Hacker News new | ask | show | jobs
by wenc 960 days ago
Fantastic job by the DuckDB team. I’ve been using it for the past year to query 100s of GBs of Parquet files with complex analytic queries involving multiple levels of aggregations, joins and window functions and it all works and works fast. And I do all this from Jupyter Notebook.

It’s actually faster than AWS Athena for me.

5 comments

Yeah I've started using it with my search engine as well. It's fantastic how versatile it is for data all manner of data munging.

Just the other day I used it to transform an unordered 60 GB CSV file with links and texts into a 3 GB parquet file that's so fast I can create a projection for the relevant data of each partition in like a minute (which then fits in memory).

It has some minor stability issues so I'm not sure I'd build a full blown application on top of it, but for data transformation tasks it's amazing.

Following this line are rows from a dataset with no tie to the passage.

PR #328, opened 2025-11-15
fix: strip features and channel type leading zeros

erickcestari:
Should fix this CI error: https://github.com/bitcoinfuzz/bitcoinfuzz/actions/runs/19376093989/job/55444927272


brunoerg (approved):
ACK 20ca3043165e6093b686dff085e804b3dd077e7d

PR #332, opened 2025-11-19
nbitcoin: add psbt_parse target support

brunoerg:


modules/nbitcoin/NBitcoin/NBitcoinBridge.cs
```diff
@@ -1,11 +1,96 @@
...
+            catch
+            {
+                return Marshal.StringToHGlobalAnsi("");
+            }
+        }
+        catch
+        {
+            return Marshal.StringToHGlobalAnsi("");
+        }
+    }
```
erickcestari, line 75: nit: Since all try-catch blocks return the same value, we could only have one block.

driver.cpp
```diff
@@ -228,6 +228,11 @@ namespace bitcoinfuzz
             std::optional<std::string> res{module.second->psbt_parse(buffer)};
             if (!res.has_value()) continue;
 
+            #ifdef NBITCOIN
+            if (res->find("in=0") != std::string::npos ||
+                res->find("out=0") != std::string::npos) return;
+            #endif
```
erickcestari, line 234: Why do we need this? Shouldn't we skip it by returning a null pointer in the NBitcoin module instead of skipping it here in driver.cpp?

erickcestari (commented):
The NBitcoin needs to be added to the docker-compose.yml for psbt_parse.

modules/nbitcoin/NBitcoin/NBitcoinBridge.cs
brunoerg: Done.

brunoerg:
> The NBitcoin needs to be added to the docker-compose.yml for psbt_parse.

Just added it.

driver.cpp
brunoerg: Sometimes another implementation returns in=0;out=0; and NBitcoin returns an empty string, sometimes NBitcoin returns in=0;out=0; and another implementation an empty string. So it's just a false signal, not a bug and not helpful for us, better to skip this case when running with NBitcoin.

erickcestari: Got it!

erickcestari (approved):
ACK 9bb24b7cde88f980ac3a2e6a2b2cd0221192b212

Issue #331, opened 2025-11-19
Make differential fuzzing between secp256k1 libraries


erickcestari:
I think the main libraries we should have here are those written in different programming languages. For example, we will not add Rust-secp256k1, an FFI of secp256k1 from Bitcoin Core.

Suggestions:

- [x] [secp256k1](https://github.com/bitcoin-core/secp256k1) (C)
- [x] [secp256k1-go](https://github.com/decred/dcrd/tree/master/dcrec/secp256k1) (go) - LND uses this one
- [ ] [noble-secp256k1](https://github.com/paulmillr/noble-secp256k1) (js)
- [x] [NBitcoin-secp256k1](https://github.com/MetacoSA/NBitcoin/tree/master/NBitcoin.Secp256k1) (c#)
- [ ] [secp256kfun](https://github.com/LLFourn/secp256kfun) (rust)
- [x] [k256](https://crates.io/crates/k256) (rust)
- [ ] [fia-crypto](https://github.com/mit-plv/fiat-crypto)

We can get some ideas from cryptofuzz, since they have some targets for secp256k1: https://github.com/MozillaSecurity/cryptofuzz

brunoerg:
Since cryptofuzz is not alive anymore and I don't see constant maintaince on this Mozilla fork, I think it makes sense to have it here.

NishantBansal2003:
Was thinking of doing differential fuzzing between libsecp256k1 and Decred’s secp256k1. If this hasn’t been started yet, can I pick it up?

erickcestari:
> Was thinking of doing differential fuzzing between libsecp256k1 and Decred’s secp256k1. If this hasn’t been started yet, can I pick it up?

Yes, feel free to take this on.

luisschwab:
There's also [`secp256kfun`](https://github.com/LLFourn/secp256kfun) in Rust (you'll probably find many bugs there).

luisschwab:
And also [`k256`](https://crates.io/crates/k256). This one is a production-grade secp256k1 library.

erickcestari:
Good suggestions! Those are definitely worth having.

erickcestari:
@NishantBansal2003 Are you planning on working on adding the other modules?

NishantBansal2003:
> @NishantBansal2003 Are you planning on working on adding the other modules?


[...]

PR #338, opened 2025-11-26
Add differential fuzzing for libsecp256k1 and decred secp256k1

NishantBansal2003:
ref: #331 

Add differential fuzzing between the libsecp256k1 (C) and Decred secp256k1 (Go) libraries. This initial implementation covers commonly used functions such as private to public key operations, signing (compact and DER formats), and ECDH operations.
The approach can be extended further to include additional functions and other libraries. To keep this PR manageable for review, only these functions and the two libraries are included so far.


NishantBansal2003:
Reason for opening in draft is that the functions  `private_to_public`  and  `ecdh`  are working correctly, but the functions  `sign_compact`  and  `sign_der`  have mismatched signatures between modules. I’m not sure if this is an actual bug or my implementation issue. I have checked that both functions follow the lower-S form and deterministic RFC6979. I want to know your thoughts before concluding anything.

erickcestari:
Nice work! It's looking good.

I'm not sure if we should use the same Secp256k1 library that is inside in the Bitcoin module. Having a Git submodule would make it easy to update the secp256k1 library without affecting the bitcoin module. What do you think? @brunoerg

driver.cpp
```diff
@@ -482,6 +600,18 @@ namespace bitcoinfuzz
...
+            this->PrivateToPublicTarget(buffer);
+        } else if (target == "sign_compact")
+        {
+            this->SignCompactTarget(buffer);
+        } else if (target == "sign_der")
+        {
+            this->SignDerTarget(buffer);
+        } else if (target == "ecdh")
+        {
+            this->ECDHTarget(buffer);
```
erickcestari: nit: let's follow the same pattern of else if

```suggestion
        } else if (target == "private_to_public") {
            this->PrivateToPublicTarget(buffer);
        } else if (target == "sign_compact") {
            this->SignCompactTarget(buffer);
        } else if (target == "sign_der") {
            this->SignDerTarget(buffer);
        } else if (target == "ecdh") {
            this->ECDHTarget(buffer);
```

modules/secp256k1/module.cpp
```diff
@@ -0,0 +1,164 @@
...
+
+secp256k1_context *secp256k1_ctx;
+
+struct CleanSecp256k1CtxGuard
+{
+	CleanSecp256k1CtxGuard() noexcept = default;
+	~CleanSecp256k1CtxGuard() noexcept { secp256k1_context_destroy(secp256k1_ctx); }
+	CleanSecp256k1CtxGuard(const CleanSecp256k1CtxGuard &) = delete;
+	CleanSecp256k1CtxGuard &operator=(const CleanSecp256k1CtxGuard &) = delete;
+};
```
erickcestari: When I tried to run the target `private_to_public` I got some memory leak errors. Because the fuzzer creates Secp256k1 objects which call `init()` to allocate a 208-byte context, but doesn't always call the functions that contain `CleanSecp256k1CtxGuard`. When objects are destroyed without their functions being called, the allocated contexts are never freed because the cleanup guard was never executed. The fix is to move `secp256k1_context_destroy()` to the Secp256k1 destructor so cleanup happens at object destruction, not function execution.

```
diff --git a/modules/secp256k1/module.cpp b/modules/secp256k1/module.cpp
index 5c4d331..384be45 100644
--- a/modules/secp256k1/module.cpp
+++ b/modules/secp256k1/module.cpp
@@ -20,14 +20,6 @@ extern "C"
 
 secp256k1_context *secp256k1_ctx;
 
-struct CleanSecp256k1CtxGuard
-{
-	CleanSecp256k1CtxGuard() noexcept = default;
-	~CleanSecp256k1CtxGuard() noexcept { secp256k1_context_destroy(secp256k1_ctx); }
-	CleanSecp256k1CtxGuard(const CleanSecp256k1CtxGuard &) = delete;
-	CleanSecp256k1CtxGuard &operator=(const CleanSecp256k1CtxGuard &) = delete;
-};
-
 void init(int *argc, char ***argv)
 {
 	secp256k1_ctx = secp256k1_context_create(SECP256K1_CONTEXT_NONE);
@@ -67,7 +59,6 @@ int create_signature_from_hash(const uint8_t *privkey, const uint8_t *hash, secp
 
 std::optional<std::string> secp256k1_private_to_public(std::span<const uint8_t> buffer)
 {
-	CleanSecp256k1CtxGuard _cleanup;
 	int ret = 0;
 	secp256k1_pubkey pubkey;
 	size_t pubkey_len = SECP256K1_PUBKEY_COMPRESSED_LEN;
@@ -84,7 +75,6 @@ std::optional<std::string> secp256k1_private_to_public(std::span<const uint8_t>
 
 std::optional<std::string> secp256k1_sign_compact(std::span<const uint8_t> buffer, std::span<const uint8_t> hash)
 {
-	CleanSecp256k1CtxGuard _cleanup;
 	int ret = 0;
 	secp256k1_ecdsa_signature signature;
 	std::vector<uint8_t> signature_compact(SECP256K1_SIGNATURE_COMPACT_LEN);
@@ -100,7 +90,6 @@ std::optional<std::string> secp256k1_sign_compact(std::span<const uint8_t> buffe
 
 std::optional<std::string> secp256k1_sign_der(std::span<const uint8_t> buffer, std::span<const uint8_t> hash)
 {
-	CleanSecp256k1CtxGuard _cleanup;
 	int ret = 0;
 	secp256k1_ecdsa_signature signature;
 	size_t signature_der_len = SECP256K1_SIGNATURE_DER_MAX_LEN;
@@ -117,7 +106,6 @@ std::optional<std::string> secp256k1_sign_der(std::span<const uint8_t> buffer, s
 
 std::optional<std::string> secp256k1_ecdh(std::span<const uint8_t> buffer)
 {
-	CleanSecp256k1CtxGuard _cleanup;
 	int ret = 0;
 	secp256k1_pubkey pubkey;
 	std::vector<uint8_t> shared_secret(SECP256K1_SHARED_SECRET_LEN);
@@ -160,5 +148,12 @@ namespace bitcoinfuzz
 			return secp256k1_ecdh(buffer);
 		}
 
+		Secp256k1::~Secp256k1()
+		{
+			if (secp256k1_ctx) {
+				secp256k1_context_destroy(secp256k1_ctx);
+				secp256k1_ctx = nullptr;
+			}
+		}
 	}
 }
diff --git a/modules/secp256k1/module.h b/modules/secp256k1/module.h
index efabdc3..82e5b06 100644
--- a/modules/secp256k1/module.h
+++ b/modules/secp256k1/module.h
@@ -15,7 +15,7 @@ namespace bitcoinfuzz
 			std::optional<std::string> sign_compact(std::span<const uint8_t> buffer, std::span<const uint8_t> hash) const override;
 			std::optional<std::string> sign_der(std::span<const uint8_t> buffer, std::span<const uint8_t> hash) const override;
 			std::optional<std::string> ecdh(std::span<const uint8_t> buffer) const override;
-			~Secp256k1() noexcept override = default;
+			~Secp256k1();
 		};
 	}
 }
\ No newline at end of file
```

erickcestari (changes requested):
I didn't review the `sign_compact` and `sign_der` target yet

modules/secp256k1/module.cpp
NishantBansal2003: I initially went with similar approach but found similar context create and cleanup behavior in the clightning module, so I followed that pattern. So my question is if there are memory leak issues here, shouldn’t the clightning module exhibit memory leak cases as well?
Also how do you run bitcoinfuzz with memory leak checks?

driver.cpp
NishantBansal2003: Was about to ask what C++ formatter you are using? I can see there are a lot of places in my code where the formatting got changed when I format the document with my formatter. In other places in my code, the formatting is a little different as well then usual.

modules/secp256k1/module.cpp
erickcestari: > I initially went with similar approach but found similar context create and cleanup behavior in the clightning module, so I followed that pattern. So my question is if there are memory leak issues here, shouldn’t the clightning module exhibit memory leak cases as well?

The clightning's `tmpctx` pattern keeps the global context alive and only frees its **children** on each call, allowing the context to be reused across multiple operations. The `secp256k1` module code destroys and recreates the entire global context with every function call, causing a leak when no functions are called. Actually I think the best way to go is to create the secp256k1 context once in init(), keep it alive throughout the program lifetime, and only destroy it at program exit.

This diff can solve that:

* Remove the `CleanSecp256k1CtxGuard`
* Update the init to check if the `secp256k1_ctx` was already created
* Don't call `secp256k1_context_destroy`, let the OS reclaim memory on exit

```
diff --git a/modules/secp256k1/module.cpp b/modules/secp256k1/module.cpp
index 5c4d331..0d60085 100644
--- a/modules/secp256k1/module.cpp
+++ b/modules/secp256k1/module.cpp
@@ -20,18 +20,12 @@ extern "C"
 
 secp256k1_context *secp256k1_ctx;
 
-struct CleanSecp256k1CtxGuard
-{
-	CleanSecp256k1CtxGuard() noexcept = default;
-	~CleanSecp256k1CtxGuard() noexcept { secp256k1_context_destroy(secp256k1_ctx); }
-	CleanSecp256k1CtxGuard(const CleanSecp256k1CtxGuard &) = delete;
-	CleanSecp256k1CtxGuard &operator=(const CleanSecp256k1CtxGuard &) = delete;
-};
-
 void init(int *argc, char ***argv)
 {
-	secp256k1_ctx = secp256k1_context_create(SECP256K1_CONTEXT_NONE);
-	assert(secp256k1_ctx);
+    if (!secp256k1_ctx) {
+        secp256k1_ctx = secp256k1_context_create(SECP256K1_CONTEXT_NONE);
+        assert(secp256k1_ctx);
+    }
 }
 
 std::string hex_encode(const unsigned char *data, size_t len)
@@ -67,7 +61,6 @@ int create_signature_from_hash(const uint8_t *privkey, const uint8_t *hash, secp
 
 std::optional<std::string> secp256k1_private_to_public(std::span<const uint8_t> buffer)
 {
-	CleanSecp256k1CtxGuard _cleanup;
 	int ret = 0;
 	secp256k1_pubkey pubkey;
 	size_t pubkey_len = SECP256K1_PUBKEY_COMPRESSED_LEN;
@@ -84,7 +77,6 @@ std::optional<std::string> secp256k1_private_to_public(std::span<const uint8_t>
 
 std::optional<std::string> secp256k1_sign_compact(std::span<const uint8_t> buffer, std::span<const uint8_t> hash)
 {
-	CleanSecp256k1CtxGuard _cleanup;
 	int ret = 0;
 	secp256k1_ecdsa_signature signature;
 	std::vector<uint8_t> signature_compact(SECP256K1_SIGNATURE_COMPACT_LEN);
@@ -100,7 +92,6 @@ std::optional<std::string> secp256k1_sign_compact(std::span<const uint8_t> buffe
 
 std::optional<std::string> secp256k1_sign_der(std::span<const uint8_t> buffer, std::span<const uint8_t> hash)
 {
-	CleanSecp256k1CtxGuard _cleanup;
 	int ret = 0;
 	secp256k1_ecdsa_signature signature;
 	size_t signature_der_len = SECP256K1_SIGNATURE_DER_MAX_LEN;
@@ -117,7 +108,6 @@ std::optional<std::string> secp256k1_sign_der(std::span<const uint8_t> buffer, s
 
 std::optional<std::string> secp256k1_ecdh(std::span<const uint8_t> buffer)
 {
-	CleanSecp256k1CtxGuard _cleanup;
 	int ret = 0;
 	secp256k1_pubkey pubkey;
 	std::vector<uint8_t> shared_secret(SECP256K1_SHARED_SECRET_LEN);
```

> Also how do you run bitcoinfuzz with memory leak checks?

If you are using the makefiles to compile with clang and clang++  AddressSanitizer should already be enabled. AddressSanitizer is a compiler instrumentation that detects memory errors, such as leaks, use-after-free, and undefined behavior.
https://clang.llvm.org/docs/AddressSanitizer.html#introduction

driver.cpp
erickcestari: Yes, we haven't actually been using a formatter. We should establish one to make formatting easier and avoid having to do it manually. Since we have many languages in this project, it would probably be best to establish a formatter for each language. I will open an issue to discuss that further.

erickcestari:
> Reason for opening in draft is that the functions  `private_to_public`  and  `ecdh`  are working correctly, but the functions  `sign_compact`  and  `sign_der`  have mismatched signatures between modules. I’m not sure if this is an actual bug or my implementation issue. I have checked that both functions follow the lower-S form and deterministic RFC6979. I want to know your thoughts before concluding anything.

The issue is that when signing with decred with always normalize the signature to lower-S form. We should call the `secp256k1_ecdsa_signature_normalize` function in the secp256k1 module after signing to have the same behavior.


```cpp
int create_signature_from_hash(const uint8_t *privkey, const uint8_t *hash, secp256k1_ecdsa_signature& signature)
{
	int ret = 0;

	ret = secp256k1_ec_seckey_verify(secp256k1_ctx, privkey);
	ret = ret && secp256k1_ecdsa_sign(secp256k1_ctx, &signature, hash, privkey, nullptr, nullptr);
	ret = ret && secp256k1_ecdsa_signature_normalize(secp256k1_ctx, &signature, &signature); // add this line

	return ret;
}
```

NishantBansal2003:
Thanks for looking into this. Yes, we could do that and match the implementation of decred secp256k1 with libsecp256k1. However, the reason I did not add this in the first place is that I don’t see CLN using the normalize function at all, as seen here: https://github.com/ElementsProject/lightning/blob/534e3ae8f8694ff6ddf4083e9f43f9fabfa34668/bitcoin/signature.c#L97-L118. I also verified this on Bitcoin StackExchange: https://bitcoin.stackexchange.com/questions/129270/why-do-different-implementations-produce-different-der-signatures-for-the-same-p and it turns out there can be different valid signatures that are all accepted by the Bitcoin network.
So, for this target, we can use the normalize function, but a very good target to have would be one that generates a signature using the private key and hash, then provides that signature to other implementations for verification using the public key and hash. I’m not sure(yet) how this could be implemented in bitcoinfuzz, but I think it would be a very useful target.

driver.cpp
```diff
@@ -447,6 +447,124 @@ namespace bitcoinfuzz
...
+
+            last_response = res.value();
+            last_module_name = module.first;
+        }
+    }
+
+    void Driver::SignDerTarget(std::span<const uint8_t> buffer) const
+    {
+        FuzzedDataProvider provider(buffer.data(), buffer.size());
+        if (buffer.size() < 64) { return; }
```
brunoerg: nit
```suggestion
        if (buffer.size() < 64) return;
```

driver.cpp
```diff
@@ -447,6 +447,124 @@ namespace bitcoinfuzz
...
+
+        std::vector<uint8_t> privKeyBuffer = provider.ConsumeBytes<uint8_t>(32);
```
brunoerg: Please, use snake case for new vars.

```suggestion
        std::vector<uint8_t> privkey_buffer{provider.ConsumeBytes<uint8_t>(32)};
```

modules/decredsecp256k1/decredsecp256k1_wrapper/go.mod
```diff
@@ -0,0 +1,5 @@
+module decredsecp256k1_wrapper
+
+go 1.25.4
+
+require github.com/decred/dcrd/dcrec/secp256k1/v4 v4.0.1
```
brunoerg: We're now fuzzing implementations based on master branch instead of a release version. Can you change this to be commit based?

brunoerg:
> I'm not sure if we should use the same Secp256k1 library that is inside in the Bitcoin module. Having a Git submodule would make it easy to update the secp256k1 library without affecting the bitcoin module. What do you think? @brunoerg

I prefer to have a git submodule, better to manage at this point and we don't become dependant on Bitcoin Core. But maybe we could leave it as-is and update it to use submodule in a follow-up?

NishantBansal2003:
> I prefer to have a git submodule, better to manage at this point and we don't become dependant on Bitcoin Core. But maybe we could leave it as-is and update it to use submodule in a follow-up?

There are only a couple of changes needed for this, so let’s include them in this PR itself

erickcestari:
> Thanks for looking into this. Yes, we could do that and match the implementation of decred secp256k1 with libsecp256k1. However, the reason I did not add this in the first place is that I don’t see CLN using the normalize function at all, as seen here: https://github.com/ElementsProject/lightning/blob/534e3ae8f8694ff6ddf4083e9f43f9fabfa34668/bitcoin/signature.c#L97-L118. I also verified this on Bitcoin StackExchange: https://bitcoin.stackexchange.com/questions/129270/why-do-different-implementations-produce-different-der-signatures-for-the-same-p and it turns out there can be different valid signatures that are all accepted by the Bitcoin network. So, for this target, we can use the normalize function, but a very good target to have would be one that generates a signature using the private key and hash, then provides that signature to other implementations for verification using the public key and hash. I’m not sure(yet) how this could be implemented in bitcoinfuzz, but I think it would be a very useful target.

That’s great! Where are the Parquet files stored, and where is running DuckDB?
S3 and SageMaker. Same region.
Then you have low latency between the SageMaker notebook running DuckDB and the S3 buckets storing the Parquet files: neat!
Exactly the same experience here. I am thinking about getting rid off everything else in our data infra as soon as it hits 1.0.
this part is confusing to me in the doc.. I assume that you're using the httpfs (S3) extensions and perhaps doing scanning of the parquet files (which I think is actually streamed.. e.g. querying for a specific column values in a series of parquet files). We have a huge data set of hive-partitioned parquet files in s3 (e.g. /customerid/year/month/<series of parquet files>). Can i just scan these files using the glob pattern to retrieve data like I can with Athena? The extension doc seems to indicate that I can (from the doc: SELECT * FROM read_parquet('s3://bucket/*/file.parquet', HIVE_PARTITIONING = 1) where year=2013;) Or do I need to know which parquet files I'm looking for in S3 and bring them down to work on locally? If it's the former, then it seems equivalent to Athena..
No you can definitely use globs in DuckDB.

And no you don’t have to know the exact parquet file. You would treat the Hive partitioned data as a single dataset and DuckDB will scan it automatically. (Partition elimination, predicate pushdown etc all done automatically)

https://duckdb.org/docs/data/partitioning/hive_partitioning

ok.. thanks.. I'll try it out. I can think of few use-case that we have where this might be a good alternative to athena.
Are you not getting OutOfMemory erros?

We are in the same scenario (querying lots of Parquet files in S3) and we noticed that DuckDB quickly crashes with OOMs in environments with a few gigs of RAM.

Setting the memory limit setting or the disk swap file has not worked.

Not since 0.9.0. There’s been a lot of work on out of core stuff especially with big joins. It’s in the release notes. Also if you set a temp folder it will spill to disk (not set by default).

I used to have to chunk my data to avoid OOMs but I haven’t had to do that.

That said there are a few more out of core strategies on the roadmap that have not yet been implemented. If you still get OOMs, chunking your data will help.

Also consider that few gigs of RAM might not be large enough for your workload. Out of core strategies can only do so much.

https://duckdb.org/2023/09/26/announcing-duckdb-090.html

> If you still get OOMs, chunking your data will help.

what does chunking data mean here?..

Breaking it up. Instead of running a query for the entire year, run it month by month and stitch the final results back together.

Or if you have a unique string ID, calculate an integer hash using hash(ID) % 50 to get 50 chunks which you can process separately without OOMing.

A basic assumption is that all the chunks are independent of each other. Chunking is essentially temporary partitioning to fit your processing limitations.

I had the same idea in my mind, but I am struggle to understand efficient implementation.

Say, I have large table A, which I want to group by. I can chunk it into small tables, for example:

for i in range(64): execute('create table_%i as select * from A where hash(id) % 64 = %i')

but this would mean scanning source table 64 times which is likely not efficient, I am wondering if duckdb has some functionality which can do more efficient chunking?

It's not doing a full table scan of the entire source table 64 times -- it's only scanning the id column (DuckDB + Parquet is a columnar store) and retrieving the corresponding rows from other columns. It's pretty fast.
DuckDB 0.9 has fixed most of OOM scenarios by both using far less RAM and by spilling to disk better.

(Head of Produck at MotherDuck and a huge fan of DuckDB)

I encountered the same issue. Polars' memory usage was much lower for the datasets I tried.
Problems I encountered with polar was that the immutability meant that copies of the dataframe were generated and not cleaned up fast enough.